Kökünden koparılmış -android- bir toplum özlemi hayata geçeli çok oldu...

Ahlattan armut tadı alacağımızı mı zannediyoruz ?

Armut ağaçlarını kökünden söktük, dağdan getirdiğimiz ahlat dikmelere aşı yapmaya çalışıyoruz da, aşı tutar mı bilmem ahlatlar, hem tutsa da paşa armudu olur mu, hiç bir fikrim yok ?

Her iklimin kendine has ağacı vardır bilirsiniz, bunlar başka bir iklime zorla da uyum sağlamaz...tropikal meyve mutedil iklimli bölgeye alışmaz...

Balık suda yaşar amma, her balık her suda yaşamaz ! Meselâ deniz balığı tuzlu suda yaşar, gölde tatlı suda yaşamaz...

Bizim için malumat ve bilgi aynı şeyi ifade etmez, ilim ve bilim de aynı şey değildir. 

Bilim mânâdan yoksun olarak, tabii karakterinin ve esneklik sınırının dışına çıkamayan maddenin tabiatı üzerine inşa edilen bilginin açığa çıkartılması kullanıma arzı ile meşgul olur. Bu bilim insanının işidir.

İlim ise aynı zamanda bilginin felsefesi ile uğraşır, mânâsı ile iştigâl eder. İlim adamı âlim/bilgedir, bilim insanı bilgi işçisidir.

Âlim olanlar ilim ile hakikat ve hikmeti anlamaya ve idrakini derinleştirmeye çalışırlar.

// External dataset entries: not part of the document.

PR #12962, opened 2021-12-03
Adding featureflags to .metamaskrc.dist file

jpuri:
Adding featureflags to .metamaskrc.dist file


segun (dismissed):

.metamaskrc.dist
```diff
@@ -2,3 +2,5 @@
 PASSWORD=METAMASK PASSWORD
 INFURA_PROJECT_ID=00000000000
 SEGMENT_WRITE_KEY=
+ONBOARDING_V2=1
```
Gudahtt, line 5: Should these default to being enabled? Right now they're disabled by default.

jpuri: in dev mode it will be nice to have these enabled.

Gudahtt: I would have found it surprising personally. Unless you're working on one of these features, you wouldn't have reason to enable them. We're still maintaining the old UI after all, fixing bugs and making other improvements.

Gayeleri bildiğini bilmek ve onunla amel edip yaşamaktır; lakırdısını etmek, bilgiyi pazarlamak asla değildir...

Bu bakış açısıyla deriz ki; ne zamanki ilimsiz bilim seküler bir anlayışı getirdi, işte o zaman dünyevileşti insan oğlu, mânâ fukarası oldu, en sonunda da konformist ben hastalığının müptelası oldu.

Halbuki ancak köklerimizin irfânî anlayış ile beslendiği zamanlarda medeniyyet ağacımız büyür serpilir ve hikmet meyveleri verir, insanın insanlığını ihyâ ve inşâ eder.

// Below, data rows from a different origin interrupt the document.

PR #12971, opened 2021-12-03
Storybook updating styles so they don't override fontawesome

georgewrmarshall:
Explanation: Previous storybook styles pr overrides fontawesome fonts so this reverts those changes and uses storybook theme api

Manual testing steps:  
  -  Run `yarn storybook`
  -  See documentation guidelines brand fonts still work and code still formatted
  - Go to component that uses fontawesome e.g. "PermissionsConnect" see fontawesome icons work

**Images**

*Fontawesome icons work*
Screen Shot 2021-12-03 at 12 49 12 PM

*Also removing duplicate knobs warning from console*
Screen Shot 2021-12-03 at 12 53 31 PM

*Docs codeblocks still use the monospace font*
docs

### DIFF
--- a/.storybook/metamask-storybook-theme.js
+++ b/.storybook/metamask-storybook-theme.js
@@ -7,4 +7,8 @@ export default create({
   base: 'light',
   brandTitle: 'MetaMask Storybook',
   brandImage: logo,
+
+  // Typography
+  fontBase: 'Euclid, Roboto, Helvetica, Arial, sans-serif',
+  fontCode: 'Inconsolata, monospace',
 });
--- a/.storybook/preview-head.html
+++ b/.storybook/preview-head.html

İrfânın teşekkülü ise bilginin ilmi, ilmin de ilme'l yakîni beslemesi neticesi hasıl olur anca...formüle edilmiş maddenin sebep sonuç ilişkilerini görmek bilim ile, Oluş ve olgulardaki derûnî mânânın üzerinde tefekkür ve varlığın hakikatini (eşyanın hakikatini, isimlerin ve kelâmın fonksiyonelliğini) idrak etmek ilim ve hikmet ile mümkünât sahasına ancak girebilir...

Aslı ahlat olan aşılı ağacın meyvesine armut dense n'olur...olsa olsa ayılara yem olur !

Hem kalem aşısı köksüz ağacın nesine gerek !

Kaleme yazık olur, kaleme...

Kökünden koparılmış cemiyetler de tıpkı yaban yemişi gibidir, tatsız, tuzsuz lezzetsiz, kekrek ve soysuz...ne oralı ne buralı...yoz !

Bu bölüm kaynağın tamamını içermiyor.